I'm in, and I'm sure I could talk tripple3 into it. CHARGE!!!


----------



## cyclingday

I've got the same dilemma.
The bikes are going to be in an open bed pickup for transport, so now I'm thinking something a little more rough and tumble, that I don't mind sitting out for three days of weather.


fordmike65 said:


> I _was _gonna take a nice original paint bike, but might end taking a beater due to weather conditions. We're still going tho!


----------



## fordmike65

Probably be a toss up between the Merc and the Colson double bar


----------



## Cory

slick said:


> Well, a few days to go. My rider is still in pieces in the bike stand, no surprise there if you know me well, but on a good note....our food shopping is done.
> 
> Between Brian and myself we are $450 and some change into this, so i hope everyone that said they are coming will be there, if not, we will have a ton of stuff leftover and empty wallets. Almost 70 people confirmed which is WAY over last year. A good 30 over. Just so everyone knows what goes into this, last year Brian and i stopped less than halfway through the ride to go back and setup and cook around 3pm. We weren't fone until a good 6pm or so with 40 people, so this year will be insane. Next year, changes will have to be made obvious reasons. One the cooking, and two, at some point the park dept. might state we are too big for the trails, too many bikes, too much congestion on the paths for the other tourists enjoying the their time in Yosemite and might ask me to stop doing these rides entirely or make me apply for a permit of some sort which will be extremely pricey. So as i said, next year changes will be made.
> 
> On that note, our meeting spot will be shifted to a parking lot not far away. We will be LEAVING PROMPTLY at 10am. Please be on time. Just come to the front of the hotel and i will personally direct everyone to the other parking lot where the others will be to keep the congestion away from the Yosemite Lodge at the Falls lobby where we typically meet in front of. The less our presence is known, the better. So please be respectful of the pedestrians on the paths. We don't need to upset anyone over a mob of bicycles coming through.
> 
> Thanks to everyone for coming out and see you all in a few days. Pm with any more questions. Thanks Chris and Brian



Hey Slick, let me know if you have any deficit with your money out on the food/supplies and I have not problem pitching in more money. I am just so stoked you put this together and I get to go. THANKS!


----------



## slick

cyclingday said:


> Hey, guys!
> I heard, there's a new bike route to the top of Yosemite Falls.
> I thought if the rain and snow didn't pose enough of a challenge, maybe we could try riding to the top.
> It would be the ultimate coaster brake challenge on the way back down.
> 
> 
> 
> 
> Sent from my iPhone using Tapatalk





Im ready!! Ill take the downhill challenge if Frank pulls me uphill.

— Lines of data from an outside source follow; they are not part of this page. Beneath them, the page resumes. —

PR #658, opened 2017-01-11
2.0.0

### LINKED ISSUE #642: 2.0.0 Wishlist

theengineear:
Aight, we're set to merge this. I'm going to ask for a final round of review and then merge and setup a `pre-release` for this before I push anything new up to PyPI.

Closes #642


theengineear:
@chriddyp @Kully @cldougl is there any reason for us to support `1.X` anymore after we do a major version bump? Bigger projects often support (and continue to update minor versions on) all major versions. (see the `stable/X` branches in [django](https://github.com/django/django) for an example). *I don't see a need for us to do this* and we should always be able to go back in time, check out a previous version and cherry-pick in a change if necessary.

In other words, I'd like to keep our versioning linear if possible, each new version should be a higher number than the last. I suppose we can always change this later by pulling old commits into new branches, etc, etc.

 Again, I'm suggesting that we merge `2.0.0` directly into master and not manage `1.X` and `2.X` in separate branches or something.

Kully:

Lol. Better have a bunch of rags ready to sop up the leaky hubs like Lombard Street all over again. Lol


----------



## keith kodish

My rider is so giving me grief. Came from Maine,so a little weather wont kill it. Broke 33 out of 36 spokes trying to true the front rim! Tossing a new departure 2 speed on it for my old bones!



Sent from my SM-G900P using Tapatalk


----------



## cyclonecoaster.com

*Rain ... If you go to the weather channel ( weather.com ) - the weather changes by the minute - In the last week it has been "sunny" to "rain" ( if you look close it is in the pm hours ) to everything in-between ..... PLUS where is the weather probe in Yosemite located ... how many have you found the weather man to be correct in the first place - the only job in the World you can keep w/o being fired for being wrong most of the time .... Last year it was snow covered until a few days before - the day of the ride the clouds parted & we had a sunny clear day for the ride & those who wore their skirts & cancelled the last minute were bummed they didn't come - I am in either way - if it happens to rain - one less bicycle to wash down - bring a hat - leave the skirt at home & ride vintage - Frank*


----------



## island schwinn

Well said,Frank.just show up and ride.


----------



## bicycle larry

keith kodish said:


> My rider is so giving me grief. Came from Maine,so a little weather wont kill it. Broke 33 out of 36 spokes trying to true the front rim! Tossing a new departure 2 speed on it for my old bones!
> 
> 
> 
> 
> Sent from my SM-G900P using Tapatalk



 that 2 speed is a good idea . i think i am going to put one in one of my monarks!!!!! from bicycle larry


----------



## cyclingday

Actually, Frank.
 A skirt is the best way to ride in the rain. Bare legs dry off fast. I think we should all wear skirts, that way we could use any bathroom we want.


----------



## Cory

cyclingday said:


> Actually, Frank.
> A skirt is the best way to ride in the rain. Bare legs dry off fast. I think we should all wear skirts, that way we could use any bathroom we want.



Pass,
I will definitely be riding in the front of the pack.


----------



## slick

After reading the last 6 posts, im cracking up over here! Great way to start my Friday. 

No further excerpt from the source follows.